Orana stepped forward and lowered her hood and mask. A dart whizzed past her ear. It had been shot by an older youth, lanky and large-eared, who stood head and shoulders over the others. He strode to the fore and held his hand out menacingly.
“I missed you on purpose,” he said. “I could’ve killed you if I’d wanted to. That was just a warning. Th
is is our place!”
“Where are your parents?” asked Orana.
“Dead!” a little girl yelled. The other children took up the chorus: “Dead! They’re all dead! Our parents loved us but they’re dead!”
The boy held his hand up for silence. “We’re all orphans here. I am the phylarch. We don’t allow big people. Go away!”
“I won’t harm you,” said Orana. “I’m just thirsty.”
“It’s against our rules.”
“Oh, Arrow,” said the girl who had spoken, “can’t we break the rules just this once? She seems nice, and she’s so pretty.”
Arrow shook his head. “You’re too young, and don’t understand. You don’t remember the time before.”
“I do too. But that’s not the reason you’re keeping her off!”
The other children shouted her down.
“And anyway,” said a warrior boy, “it’s stupid to talk about breaking a rule, when we’ve never even gotten the chance to follow it.”
“If we don’t follow our rules,” another boy said, “Tiamat will think we don’t love her. Then we’ll never go to Pureland.”
“Maybe I don’t want to go to Pureland,” said the girl. “We’ll be big people someday. You’ll be first, Arrow.”
“That’s different.”
“I don’t see how.”
“Please,” said Orana, “I just need water and something to eat.”

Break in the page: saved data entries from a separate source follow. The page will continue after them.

Issue #453, opened 2021-05-20
Removing forte-wrapper processors from the Forte repo.


jzpang:
This issue is the same as https://github.com/asyml/forte-wrappers/issues/16. One is the remove in Forte, the other is the add in forte-wrapper repo.

The following is copied from https://github.com/asyml/forte-wrappers/issues/16.
Is your feature request related to a problem? Please describe.
Once the processors in this repository has been set up and tested, we should start removing the processors copy in the original repo.

The thrid_party and ir in https://github.com/asyml/forte/tree/master/forte/processors, that can be found in this repo. Should be removed.

Describe the solution you'd like

Remove the processors and test cases in Forte repo.
Fix examples referencing those in Forte repo, and use the forte-wrapper version
Describe alternatives you've considered

Additional context

PR #454, opened 2021-05-20
Remove processors in forte-wrappers from Forte

jzpang:
This PR partially fixes https://github.com/asyml/forte/issues/453. 

### Description of changes
Removed some third party processors to forte-wrapper repo, and corresponding test cases. Imports were also changed. 

### Test Conducted


jzpang:
NLTK prcessor was not removed in current version, the path is: 
forte/processors/third_party/nltk_processors.py

Due to the effect on the following files:
tests/forte/processors/base/data_augment_replacement_processor_test.py
tests/forte/processors/data_augment/algorithms/eda_processors_test.py
tests/forte/processors/nltk_processors_test.py
tests/forte/processors/pretrained_encoder_processors_test.py
tests/forte/processors/writer_test.py

Also need to change the following import in future:
forte/processors/third_party/__init__.py
examples/data_augmentation/data_select/data_select_and_augment_example.py
examples/biobert_ner/ner_predict_example.py
examples/chatbot/chatbot_example.py
examples/pipelines/process_dataset_example.py
examples/pipelines/process_string_example.py
examples/serialization/serialize_example.py


ElasticSearchIndexProcessor was not removed in current version, the path is:
forte/processors/ir/elastic_search_index_processor.py

Due to the effect on the following files:
forte/processors/data_augment/selector_index_processor.py


TextGenerationProcessor was not removed in current version, the path is:
forte/processors/third_party/text_generation_processor.py

Due to the effect on the following files(will cause test case failure):
forte/tests/examples/gpt2_test.py

Also need to change the following files in future:
forte/examples/gpt2/multipack_pipeline_gpt2.py
forte/examples/gpt2/sample_multipack_pipeline_gpt.yml

hunterhector (commented):
Thanks for removing the code and also update the examples. 

One thing is this causes two test coverage decrease:
1. https://app.codecov.io/gh/asyml/forte/compare/454/changes#D1L327
Here we probably have a test case the throws a `ProcessorConfigError`. Can we add a small test case back to cover this part?

2. https://app.codecov.io/gh/asyml/forte/compare/454/changes#D4L46
This part is because we shouldn't have used any allennlp results in the main repo now. So we should check whether we can remove these code. There are two functions about allennlp in this file, can you check if we can remove both of them?

Btw, thanks for listing out all the processors that we plan to remove, can you open some issues to track them? For each of them we can decide a strategy to remove them, and each of them can be a separate issue.

jzpang:
> Thanks for removing the code and also update the examples.
> 
> One thing is this causes two test coverage decrease:
> 
> 1. https://app.codecov.io/gh/asyml/forte/compare/454/changes#D1L327
>    Here we probably have a test case the throws a `ProcessorConfigError`. Can we add a small test case back to cover this part?

I have checked the previous test cases, these lines were covered by Allennlp and spacy processor. For both of them, they have a config check in initialize function, for example, https://github.com/asyml/forte/blob/master/forte/processors/third_party/allennlp_processors.py#L53.

I checked several processors that have configs in current forte repo, and they don't have similar checks. So even if we wrote similar test cases, the same error could not be raised. So, if we want to cover these lines, we need to add similar checks in the current forte processors, which means to change the current forte processors. Do we want to do this at the current step?

> 2. https://app.codecov.io/gh/asyml/forte/compare/454/changes#D4L46
>    This part is because we shouldn't have used any allennlp results in the main repo now. So we should check whether we can remove these code. There are two functions about allennlp in this file, can you check if we can remove both of them?
> 
Yes I will removed them.

> Btw, thanks for listing out all the processors that we plan to remove, can you open some issues to track them? For each of them we can decide a strategy to remove them, and each of them can be a separate issue.

hunterhector:
> I checked several processors that have configs in current forte repo, and they don't have similar checks. So even if we wrote similar test cases, the same error could not be raised. So, if we want to cover these lines, we need to add similar checks in the current forte processors, which means to change the current forte processors. Do we want to do this at the current step?

So we now learn that it is a bad practice to test framework functions using specific implementations. In many of our other test cases, we create "dummy processors" that help us check the behavior, example like below:

https://github.com/asyml/forte/blob/master/tests/forte/pipeline_test.py#L255

jzpang:
> > I checked several processors that have configs in current forte repo, and they don't have similar checks. So even if we wrote similar test cases, the same error could not be raised. So, if we want to cover these lines, we need to add similar checks in the current forte processors, which means to change the current forte processors. Do we want to do this at the current step?
> 
> So we now learn that it is a bad practice to test framework functions using specific implementations. In many of our other test cases, we create "dummy processors" that help us check the behavior, example like below:
> 
> https://github.com/asyml/forte/blob/master/tests/forte/pipeline_test.py#L255

Thanks for pointing this file. I added a new test for config check, it now can cover those lines.

hunterhector (approved):

PR #459, opened 2021-05-24
add attribute_name checking and new attribute for Sentence

### LINKED ISSUE #458: Add attribute_name checking and new attribute `classification` for `Sentence` in base_ontology
For the current `_check_attr_type(self, key, value)` method in `Entry` class, key was not checked if exists in the current 
class before adding new attributes with the key specified for that class. 
When predicting/annotating classification result for `Sentense` entry type, we don't have a field to add the result to. 

Add attribute_name checking to `_check_attr_type(self, key, value)` method in `Entry` class.
Add new attribute `classification` for `Sentence` in base_ontology.

jennyzhang-petuum:
This PR fixes #458  . 

### Description of changes
add attribute_name checking and new attribute for Sentence
Added for the `Entry` class to check if the key exists before entering the respective attributes to the dict.
### Test Conducted
No new test cases added


forte/data/ontology/core.py
```diff
@@ -221,6 +221,11 @@ def _check_attr_type(self, key, value):
         """
         if key not in default_entry_fields:
             hints = get_type_hints(self.__class__)
+            if key not in hints.keys():
+                raise KeyError(
```
hunterhector, line 225: I actually suggest converting this to a warning. I realize that a type hint may not necessarily present. Could you also change the line below `TypeError` to a warning as well? Here, both the warnings can be "based on type annotation, blah blah."

There will be runtime exceptions being thrown when the insertion is uncessful. Btw, can you add test cases for these, to show that warnings and exceptions are thrown as expected?

hunterhector (approved):
Thanks!

hunterhector (approved):

PR #472, opened 2021-06-09
Creates ftx package for additional packages

hunterhector:
This PR introduces a new package naming convention `ftx` to include additional ontology classes. `ftx` stands for `forte ontology extra`


hunterhector:
solved together with https://github.com/asyml/forte/pull/471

The boy phylarch hesitated. The other children looked expectantly at him. But stone set in his eyes. “Newt! Cubit! Ray!” Three warrior boys gathered around him. “You stay here, and make sure she stays off the island. The rest of you, come with me.”
The children melted into the mossy crevices, leaving the guards behind, two with spears and one with a nocked arrow. They watched Orana placidly, like crafty animals.
She began walking north, parallel to the shoreline. The boys kept up with her, leaping from stone to stone. They didn’t call to her or talk to one another.
The island was a mile long. At its northern extremity it rose into precipices crowned with big lichened boulders and pillars and what appeared to be a ruined temple. An isolated outcrop stood in the salt to the north. She set out toward it, crossing the glittering expanse. The boys remained in the shadow of the cliffs.